## [PROBLEM DESCRIPTION]
Where does the string "shortened" appear? Copy every line of the entries below that holds it.
---- DATASET CONTENT
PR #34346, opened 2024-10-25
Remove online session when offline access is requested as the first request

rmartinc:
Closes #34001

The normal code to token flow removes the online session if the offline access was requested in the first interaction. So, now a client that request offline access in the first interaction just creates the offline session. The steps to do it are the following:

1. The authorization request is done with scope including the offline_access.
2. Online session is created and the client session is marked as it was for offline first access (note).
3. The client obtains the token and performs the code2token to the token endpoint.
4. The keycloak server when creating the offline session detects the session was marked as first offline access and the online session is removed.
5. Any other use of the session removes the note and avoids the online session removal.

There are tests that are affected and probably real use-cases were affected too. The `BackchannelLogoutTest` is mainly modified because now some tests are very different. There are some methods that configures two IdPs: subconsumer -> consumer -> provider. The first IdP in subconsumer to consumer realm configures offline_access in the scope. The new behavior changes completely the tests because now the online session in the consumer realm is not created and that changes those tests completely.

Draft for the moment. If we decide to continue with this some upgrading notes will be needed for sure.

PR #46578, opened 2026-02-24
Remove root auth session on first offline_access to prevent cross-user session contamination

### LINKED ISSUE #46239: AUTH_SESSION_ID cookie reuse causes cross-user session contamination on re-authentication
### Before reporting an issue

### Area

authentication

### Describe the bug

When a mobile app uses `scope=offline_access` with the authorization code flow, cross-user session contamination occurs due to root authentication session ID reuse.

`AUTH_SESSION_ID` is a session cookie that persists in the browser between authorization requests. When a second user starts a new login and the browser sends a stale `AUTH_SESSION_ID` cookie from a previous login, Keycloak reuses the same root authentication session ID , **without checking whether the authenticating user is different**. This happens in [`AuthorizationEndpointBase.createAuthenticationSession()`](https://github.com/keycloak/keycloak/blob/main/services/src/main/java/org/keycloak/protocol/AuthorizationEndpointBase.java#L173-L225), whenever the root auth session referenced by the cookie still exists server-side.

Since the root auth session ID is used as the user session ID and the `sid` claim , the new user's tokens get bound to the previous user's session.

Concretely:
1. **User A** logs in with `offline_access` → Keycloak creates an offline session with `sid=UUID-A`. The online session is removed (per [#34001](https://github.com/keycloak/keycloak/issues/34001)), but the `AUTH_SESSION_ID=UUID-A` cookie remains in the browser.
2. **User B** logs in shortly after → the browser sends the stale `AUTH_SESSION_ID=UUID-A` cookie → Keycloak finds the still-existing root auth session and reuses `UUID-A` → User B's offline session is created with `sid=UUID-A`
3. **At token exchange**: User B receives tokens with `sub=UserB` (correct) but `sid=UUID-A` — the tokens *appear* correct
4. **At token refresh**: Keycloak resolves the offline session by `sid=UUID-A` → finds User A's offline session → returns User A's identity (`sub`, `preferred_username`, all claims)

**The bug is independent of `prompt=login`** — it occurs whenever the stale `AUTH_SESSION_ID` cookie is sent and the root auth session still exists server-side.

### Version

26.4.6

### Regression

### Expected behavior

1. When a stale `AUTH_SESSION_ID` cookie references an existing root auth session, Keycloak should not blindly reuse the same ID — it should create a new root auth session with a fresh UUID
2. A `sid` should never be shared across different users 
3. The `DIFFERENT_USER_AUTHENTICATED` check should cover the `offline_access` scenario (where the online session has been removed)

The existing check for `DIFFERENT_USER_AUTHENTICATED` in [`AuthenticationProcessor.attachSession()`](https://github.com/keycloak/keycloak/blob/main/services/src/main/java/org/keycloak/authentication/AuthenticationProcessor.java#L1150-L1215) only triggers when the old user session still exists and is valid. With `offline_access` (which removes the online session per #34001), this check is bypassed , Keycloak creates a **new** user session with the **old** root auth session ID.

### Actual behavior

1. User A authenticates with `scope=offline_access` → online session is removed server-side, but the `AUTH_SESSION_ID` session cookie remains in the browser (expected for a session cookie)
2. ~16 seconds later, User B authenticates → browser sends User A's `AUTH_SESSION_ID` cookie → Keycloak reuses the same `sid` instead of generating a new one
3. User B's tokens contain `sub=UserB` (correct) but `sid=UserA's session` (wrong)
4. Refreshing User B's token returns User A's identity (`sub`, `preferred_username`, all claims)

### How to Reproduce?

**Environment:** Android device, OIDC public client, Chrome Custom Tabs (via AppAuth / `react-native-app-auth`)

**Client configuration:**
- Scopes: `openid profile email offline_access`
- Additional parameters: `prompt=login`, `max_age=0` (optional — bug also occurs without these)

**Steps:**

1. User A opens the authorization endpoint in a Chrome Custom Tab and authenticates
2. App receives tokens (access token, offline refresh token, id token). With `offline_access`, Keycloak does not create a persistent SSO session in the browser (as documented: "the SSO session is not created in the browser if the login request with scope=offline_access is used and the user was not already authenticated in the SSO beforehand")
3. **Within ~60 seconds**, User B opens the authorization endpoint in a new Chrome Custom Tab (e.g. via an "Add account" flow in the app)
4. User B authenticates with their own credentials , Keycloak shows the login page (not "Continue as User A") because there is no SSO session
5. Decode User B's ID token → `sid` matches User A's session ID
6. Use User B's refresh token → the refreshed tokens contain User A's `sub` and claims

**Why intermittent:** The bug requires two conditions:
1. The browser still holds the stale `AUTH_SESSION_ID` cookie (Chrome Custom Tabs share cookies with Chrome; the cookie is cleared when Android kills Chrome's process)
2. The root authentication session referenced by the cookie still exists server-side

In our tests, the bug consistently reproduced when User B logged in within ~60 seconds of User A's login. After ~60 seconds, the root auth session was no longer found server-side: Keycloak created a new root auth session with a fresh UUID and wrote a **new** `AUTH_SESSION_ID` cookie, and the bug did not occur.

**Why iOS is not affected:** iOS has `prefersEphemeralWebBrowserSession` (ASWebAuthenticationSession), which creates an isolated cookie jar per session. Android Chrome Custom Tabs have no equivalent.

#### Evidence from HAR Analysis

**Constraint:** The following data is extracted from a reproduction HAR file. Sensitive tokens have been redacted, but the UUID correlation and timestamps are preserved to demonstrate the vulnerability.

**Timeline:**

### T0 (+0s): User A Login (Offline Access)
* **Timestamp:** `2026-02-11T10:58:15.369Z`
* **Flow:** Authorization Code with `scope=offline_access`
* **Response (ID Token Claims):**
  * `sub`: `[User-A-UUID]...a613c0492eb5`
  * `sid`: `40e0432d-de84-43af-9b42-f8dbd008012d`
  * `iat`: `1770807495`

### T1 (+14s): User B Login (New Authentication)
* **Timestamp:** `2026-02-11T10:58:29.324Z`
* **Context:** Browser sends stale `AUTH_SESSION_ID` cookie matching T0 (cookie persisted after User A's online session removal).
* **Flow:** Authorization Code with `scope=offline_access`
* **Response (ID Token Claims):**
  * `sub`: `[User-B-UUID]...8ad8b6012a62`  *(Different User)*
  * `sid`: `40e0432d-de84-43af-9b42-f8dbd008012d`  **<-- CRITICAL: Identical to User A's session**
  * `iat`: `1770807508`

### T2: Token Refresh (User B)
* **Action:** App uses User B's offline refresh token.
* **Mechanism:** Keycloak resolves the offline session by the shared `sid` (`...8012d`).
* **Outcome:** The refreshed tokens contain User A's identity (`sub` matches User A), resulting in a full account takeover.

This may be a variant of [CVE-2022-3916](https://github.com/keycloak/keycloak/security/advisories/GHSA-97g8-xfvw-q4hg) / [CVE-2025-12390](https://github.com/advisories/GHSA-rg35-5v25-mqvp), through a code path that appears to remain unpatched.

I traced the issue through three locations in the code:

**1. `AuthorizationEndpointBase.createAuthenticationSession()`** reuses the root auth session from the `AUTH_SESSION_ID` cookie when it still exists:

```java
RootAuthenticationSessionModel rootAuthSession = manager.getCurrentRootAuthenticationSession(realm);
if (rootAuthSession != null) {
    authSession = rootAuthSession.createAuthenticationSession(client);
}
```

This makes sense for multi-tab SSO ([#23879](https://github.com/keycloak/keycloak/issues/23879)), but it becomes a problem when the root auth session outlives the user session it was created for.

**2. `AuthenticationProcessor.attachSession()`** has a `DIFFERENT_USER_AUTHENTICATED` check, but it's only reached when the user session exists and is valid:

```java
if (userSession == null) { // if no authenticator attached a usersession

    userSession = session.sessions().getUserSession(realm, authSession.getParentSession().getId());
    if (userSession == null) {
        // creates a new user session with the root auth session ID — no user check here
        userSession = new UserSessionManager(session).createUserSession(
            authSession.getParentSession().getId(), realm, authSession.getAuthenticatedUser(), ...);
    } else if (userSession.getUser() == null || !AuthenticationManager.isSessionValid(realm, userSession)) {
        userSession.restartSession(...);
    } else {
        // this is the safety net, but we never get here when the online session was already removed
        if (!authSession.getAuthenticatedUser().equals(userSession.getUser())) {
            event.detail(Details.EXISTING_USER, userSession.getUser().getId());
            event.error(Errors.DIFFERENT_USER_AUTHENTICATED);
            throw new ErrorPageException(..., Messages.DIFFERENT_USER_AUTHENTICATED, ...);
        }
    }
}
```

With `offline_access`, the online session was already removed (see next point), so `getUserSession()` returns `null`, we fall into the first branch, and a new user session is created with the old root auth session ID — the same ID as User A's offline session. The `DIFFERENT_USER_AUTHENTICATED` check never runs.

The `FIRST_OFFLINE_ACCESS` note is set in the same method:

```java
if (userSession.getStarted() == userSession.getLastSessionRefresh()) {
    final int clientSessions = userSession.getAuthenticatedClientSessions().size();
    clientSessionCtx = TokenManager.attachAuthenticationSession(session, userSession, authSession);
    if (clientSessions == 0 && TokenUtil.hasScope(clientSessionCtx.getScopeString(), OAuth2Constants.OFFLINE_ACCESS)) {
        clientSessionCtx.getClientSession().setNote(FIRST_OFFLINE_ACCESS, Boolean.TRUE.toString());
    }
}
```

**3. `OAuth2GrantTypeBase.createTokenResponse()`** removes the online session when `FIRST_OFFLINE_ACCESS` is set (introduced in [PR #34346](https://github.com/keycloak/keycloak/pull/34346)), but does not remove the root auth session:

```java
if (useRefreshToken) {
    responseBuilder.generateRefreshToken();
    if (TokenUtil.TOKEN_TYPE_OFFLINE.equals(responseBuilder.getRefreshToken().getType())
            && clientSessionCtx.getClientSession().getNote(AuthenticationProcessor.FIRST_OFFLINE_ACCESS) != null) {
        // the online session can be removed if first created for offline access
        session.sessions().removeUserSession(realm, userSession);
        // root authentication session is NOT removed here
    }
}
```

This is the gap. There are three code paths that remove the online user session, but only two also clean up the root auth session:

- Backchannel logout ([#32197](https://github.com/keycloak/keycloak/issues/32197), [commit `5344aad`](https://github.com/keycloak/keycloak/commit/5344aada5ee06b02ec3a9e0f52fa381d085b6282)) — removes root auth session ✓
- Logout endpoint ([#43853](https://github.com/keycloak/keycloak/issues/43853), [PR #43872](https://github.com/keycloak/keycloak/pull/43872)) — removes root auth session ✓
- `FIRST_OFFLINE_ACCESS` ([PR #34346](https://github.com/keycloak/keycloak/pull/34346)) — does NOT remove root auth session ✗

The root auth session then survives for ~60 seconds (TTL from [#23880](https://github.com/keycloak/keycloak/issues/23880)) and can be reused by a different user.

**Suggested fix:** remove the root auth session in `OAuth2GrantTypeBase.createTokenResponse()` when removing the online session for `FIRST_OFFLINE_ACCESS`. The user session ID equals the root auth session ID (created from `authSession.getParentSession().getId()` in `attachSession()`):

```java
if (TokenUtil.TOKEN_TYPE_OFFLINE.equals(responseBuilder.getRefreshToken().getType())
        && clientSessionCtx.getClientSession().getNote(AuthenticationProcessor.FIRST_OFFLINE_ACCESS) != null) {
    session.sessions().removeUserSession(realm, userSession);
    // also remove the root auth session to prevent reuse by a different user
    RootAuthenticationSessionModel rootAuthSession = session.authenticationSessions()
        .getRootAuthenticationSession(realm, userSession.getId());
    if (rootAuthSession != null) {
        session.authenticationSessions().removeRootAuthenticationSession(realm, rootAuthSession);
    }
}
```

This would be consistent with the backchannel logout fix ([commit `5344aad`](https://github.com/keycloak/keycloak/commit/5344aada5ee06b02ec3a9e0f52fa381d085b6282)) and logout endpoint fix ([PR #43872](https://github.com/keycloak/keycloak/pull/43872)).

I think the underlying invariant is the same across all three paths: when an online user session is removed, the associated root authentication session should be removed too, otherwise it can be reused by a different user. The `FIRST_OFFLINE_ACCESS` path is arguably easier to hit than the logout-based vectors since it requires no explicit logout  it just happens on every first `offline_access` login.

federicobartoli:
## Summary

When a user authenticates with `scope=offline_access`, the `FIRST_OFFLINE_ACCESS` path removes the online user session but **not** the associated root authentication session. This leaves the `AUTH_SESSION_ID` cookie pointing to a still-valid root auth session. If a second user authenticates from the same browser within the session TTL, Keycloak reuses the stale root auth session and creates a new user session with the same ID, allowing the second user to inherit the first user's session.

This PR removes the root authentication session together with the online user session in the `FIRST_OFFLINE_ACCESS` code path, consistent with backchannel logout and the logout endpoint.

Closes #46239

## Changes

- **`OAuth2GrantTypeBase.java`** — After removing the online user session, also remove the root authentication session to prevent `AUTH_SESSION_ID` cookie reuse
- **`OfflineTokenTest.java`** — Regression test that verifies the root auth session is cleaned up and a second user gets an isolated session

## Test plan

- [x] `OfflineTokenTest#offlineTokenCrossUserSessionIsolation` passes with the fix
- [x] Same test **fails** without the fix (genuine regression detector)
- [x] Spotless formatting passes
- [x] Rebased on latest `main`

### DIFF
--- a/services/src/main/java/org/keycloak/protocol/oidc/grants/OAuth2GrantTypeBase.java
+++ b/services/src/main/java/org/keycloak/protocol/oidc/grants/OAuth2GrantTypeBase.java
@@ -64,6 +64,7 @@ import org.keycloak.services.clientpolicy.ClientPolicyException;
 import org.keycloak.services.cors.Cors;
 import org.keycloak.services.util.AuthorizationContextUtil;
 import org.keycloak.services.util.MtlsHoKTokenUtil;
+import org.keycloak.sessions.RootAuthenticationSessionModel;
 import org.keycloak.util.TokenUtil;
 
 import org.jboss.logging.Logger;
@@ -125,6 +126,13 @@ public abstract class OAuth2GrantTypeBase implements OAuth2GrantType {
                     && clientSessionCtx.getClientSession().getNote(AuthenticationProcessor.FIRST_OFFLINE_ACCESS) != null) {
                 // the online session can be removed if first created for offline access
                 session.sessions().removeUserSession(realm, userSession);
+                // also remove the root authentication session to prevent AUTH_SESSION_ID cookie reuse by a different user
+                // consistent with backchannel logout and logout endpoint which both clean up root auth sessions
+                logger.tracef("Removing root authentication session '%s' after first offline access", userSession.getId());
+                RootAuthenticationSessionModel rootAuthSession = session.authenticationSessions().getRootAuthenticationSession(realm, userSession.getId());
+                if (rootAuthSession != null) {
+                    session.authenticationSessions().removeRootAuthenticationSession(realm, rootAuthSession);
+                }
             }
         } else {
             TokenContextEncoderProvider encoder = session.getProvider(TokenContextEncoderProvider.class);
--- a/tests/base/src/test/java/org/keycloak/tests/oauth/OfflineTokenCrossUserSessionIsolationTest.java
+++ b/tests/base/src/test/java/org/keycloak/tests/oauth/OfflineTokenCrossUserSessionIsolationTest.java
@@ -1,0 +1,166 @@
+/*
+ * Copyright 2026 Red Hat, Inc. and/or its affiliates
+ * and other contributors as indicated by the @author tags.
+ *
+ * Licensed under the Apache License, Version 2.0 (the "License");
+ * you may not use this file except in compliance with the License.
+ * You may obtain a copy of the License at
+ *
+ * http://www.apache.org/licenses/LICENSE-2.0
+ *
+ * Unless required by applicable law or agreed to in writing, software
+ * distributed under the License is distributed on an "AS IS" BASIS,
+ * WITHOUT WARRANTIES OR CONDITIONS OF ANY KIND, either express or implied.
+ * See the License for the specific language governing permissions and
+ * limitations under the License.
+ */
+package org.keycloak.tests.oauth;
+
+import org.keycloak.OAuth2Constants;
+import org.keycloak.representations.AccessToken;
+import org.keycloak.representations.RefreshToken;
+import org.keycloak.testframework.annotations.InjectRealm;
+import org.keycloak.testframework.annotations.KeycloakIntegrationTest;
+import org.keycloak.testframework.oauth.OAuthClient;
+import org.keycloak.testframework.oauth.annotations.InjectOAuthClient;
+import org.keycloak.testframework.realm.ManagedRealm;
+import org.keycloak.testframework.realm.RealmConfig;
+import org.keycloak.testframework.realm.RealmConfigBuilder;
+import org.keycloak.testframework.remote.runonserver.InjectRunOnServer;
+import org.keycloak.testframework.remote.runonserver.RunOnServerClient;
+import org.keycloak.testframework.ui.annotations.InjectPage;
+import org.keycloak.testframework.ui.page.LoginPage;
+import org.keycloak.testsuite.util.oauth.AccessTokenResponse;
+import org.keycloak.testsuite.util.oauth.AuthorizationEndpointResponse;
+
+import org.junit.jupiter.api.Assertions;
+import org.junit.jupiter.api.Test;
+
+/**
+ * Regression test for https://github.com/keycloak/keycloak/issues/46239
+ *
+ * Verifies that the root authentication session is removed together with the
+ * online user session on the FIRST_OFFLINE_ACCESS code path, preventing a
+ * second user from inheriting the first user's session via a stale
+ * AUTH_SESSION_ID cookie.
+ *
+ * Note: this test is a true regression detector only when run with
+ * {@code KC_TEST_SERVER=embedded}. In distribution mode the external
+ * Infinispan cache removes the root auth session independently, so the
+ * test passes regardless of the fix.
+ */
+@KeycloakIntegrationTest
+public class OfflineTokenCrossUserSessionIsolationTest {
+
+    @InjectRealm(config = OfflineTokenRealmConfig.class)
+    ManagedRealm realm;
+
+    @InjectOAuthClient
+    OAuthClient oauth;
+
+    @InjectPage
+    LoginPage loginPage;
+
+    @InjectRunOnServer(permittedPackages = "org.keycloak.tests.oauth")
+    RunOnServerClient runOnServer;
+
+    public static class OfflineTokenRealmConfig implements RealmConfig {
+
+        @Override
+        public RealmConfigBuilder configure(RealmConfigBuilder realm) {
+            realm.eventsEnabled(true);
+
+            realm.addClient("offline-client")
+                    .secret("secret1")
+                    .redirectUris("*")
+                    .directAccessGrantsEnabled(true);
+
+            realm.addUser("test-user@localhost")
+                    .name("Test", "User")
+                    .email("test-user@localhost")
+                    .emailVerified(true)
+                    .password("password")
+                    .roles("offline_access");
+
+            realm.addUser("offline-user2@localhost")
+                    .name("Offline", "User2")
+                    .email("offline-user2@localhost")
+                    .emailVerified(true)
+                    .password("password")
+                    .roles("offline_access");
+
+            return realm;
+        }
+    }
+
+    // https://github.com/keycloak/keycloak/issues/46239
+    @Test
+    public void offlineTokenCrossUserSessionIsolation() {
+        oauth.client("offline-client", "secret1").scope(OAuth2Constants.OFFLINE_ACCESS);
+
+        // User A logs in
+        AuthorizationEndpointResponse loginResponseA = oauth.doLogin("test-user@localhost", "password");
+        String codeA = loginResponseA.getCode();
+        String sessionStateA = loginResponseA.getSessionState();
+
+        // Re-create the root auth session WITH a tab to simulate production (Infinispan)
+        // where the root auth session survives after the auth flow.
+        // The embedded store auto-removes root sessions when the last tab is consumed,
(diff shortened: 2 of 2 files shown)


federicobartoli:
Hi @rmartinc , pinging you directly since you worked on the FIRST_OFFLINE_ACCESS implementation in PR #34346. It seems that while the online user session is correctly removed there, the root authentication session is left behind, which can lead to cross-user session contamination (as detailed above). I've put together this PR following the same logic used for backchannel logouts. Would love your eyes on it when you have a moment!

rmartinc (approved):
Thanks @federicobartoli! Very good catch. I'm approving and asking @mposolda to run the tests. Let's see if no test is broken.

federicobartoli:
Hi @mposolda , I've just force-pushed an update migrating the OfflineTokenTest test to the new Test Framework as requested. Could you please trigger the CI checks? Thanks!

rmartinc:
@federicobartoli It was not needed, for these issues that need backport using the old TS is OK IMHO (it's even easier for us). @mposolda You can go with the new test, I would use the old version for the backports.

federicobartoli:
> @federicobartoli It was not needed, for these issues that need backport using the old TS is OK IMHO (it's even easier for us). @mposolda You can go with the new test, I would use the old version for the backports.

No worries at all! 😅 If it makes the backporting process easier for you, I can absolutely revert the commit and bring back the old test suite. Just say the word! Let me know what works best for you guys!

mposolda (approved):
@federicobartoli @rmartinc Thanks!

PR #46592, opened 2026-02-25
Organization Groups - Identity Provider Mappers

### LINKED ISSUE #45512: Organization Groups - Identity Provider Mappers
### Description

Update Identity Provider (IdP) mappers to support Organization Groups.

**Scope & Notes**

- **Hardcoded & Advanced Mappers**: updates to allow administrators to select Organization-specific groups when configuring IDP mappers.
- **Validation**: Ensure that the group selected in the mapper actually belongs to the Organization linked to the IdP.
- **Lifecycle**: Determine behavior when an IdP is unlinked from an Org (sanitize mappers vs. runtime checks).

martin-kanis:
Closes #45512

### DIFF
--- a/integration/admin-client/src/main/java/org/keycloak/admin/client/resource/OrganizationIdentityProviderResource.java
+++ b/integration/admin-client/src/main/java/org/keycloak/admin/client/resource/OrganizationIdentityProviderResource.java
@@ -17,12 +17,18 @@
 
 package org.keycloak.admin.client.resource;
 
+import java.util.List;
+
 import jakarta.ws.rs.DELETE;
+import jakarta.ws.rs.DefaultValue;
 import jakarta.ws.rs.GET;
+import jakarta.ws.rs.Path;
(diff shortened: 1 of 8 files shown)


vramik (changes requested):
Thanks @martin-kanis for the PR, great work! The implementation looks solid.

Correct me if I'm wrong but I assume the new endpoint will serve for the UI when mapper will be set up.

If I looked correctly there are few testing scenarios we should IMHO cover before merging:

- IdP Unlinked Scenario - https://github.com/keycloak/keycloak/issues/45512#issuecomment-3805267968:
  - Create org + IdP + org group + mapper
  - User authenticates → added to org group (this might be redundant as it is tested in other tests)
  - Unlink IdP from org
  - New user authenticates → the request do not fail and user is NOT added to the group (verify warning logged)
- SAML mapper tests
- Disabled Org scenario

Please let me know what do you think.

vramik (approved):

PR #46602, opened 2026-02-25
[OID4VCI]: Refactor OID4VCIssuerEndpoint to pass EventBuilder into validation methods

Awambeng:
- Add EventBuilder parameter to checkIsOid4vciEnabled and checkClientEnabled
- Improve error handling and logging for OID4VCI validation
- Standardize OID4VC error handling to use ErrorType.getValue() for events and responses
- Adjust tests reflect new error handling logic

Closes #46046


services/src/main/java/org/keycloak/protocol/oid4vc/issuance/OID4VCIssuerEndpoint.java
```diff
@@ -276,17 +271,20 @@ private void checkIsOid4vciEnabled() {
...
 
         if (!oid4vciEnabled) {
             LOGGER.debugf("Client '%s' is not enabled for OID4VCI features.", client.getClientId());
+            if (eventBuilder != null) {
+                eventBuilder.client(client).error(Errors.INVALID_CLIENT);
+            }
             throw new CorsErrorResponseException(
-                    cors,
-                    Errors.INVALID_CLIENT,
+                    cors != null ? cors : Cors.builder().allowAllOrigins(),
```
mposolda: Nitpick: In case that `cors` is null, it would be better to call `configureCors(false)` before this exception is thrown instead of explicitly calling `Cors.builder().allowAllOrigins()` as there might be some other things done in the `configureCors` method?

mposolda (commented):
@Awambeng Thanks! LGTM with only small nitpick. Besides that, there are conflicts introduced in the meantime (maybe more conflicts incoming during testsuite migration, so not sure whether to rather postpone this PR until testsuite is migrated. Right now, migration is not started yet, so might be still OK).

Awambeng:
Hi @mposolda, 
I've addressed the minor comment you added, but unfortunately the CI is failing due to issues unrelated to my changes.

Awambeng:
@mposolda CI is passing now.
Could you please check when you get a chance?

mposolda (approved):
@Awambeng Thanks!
--------
## [TASK RESULT]
(diff shortened: 2 of 2 files shown)
(diff shortened: 1 of 8 files shown)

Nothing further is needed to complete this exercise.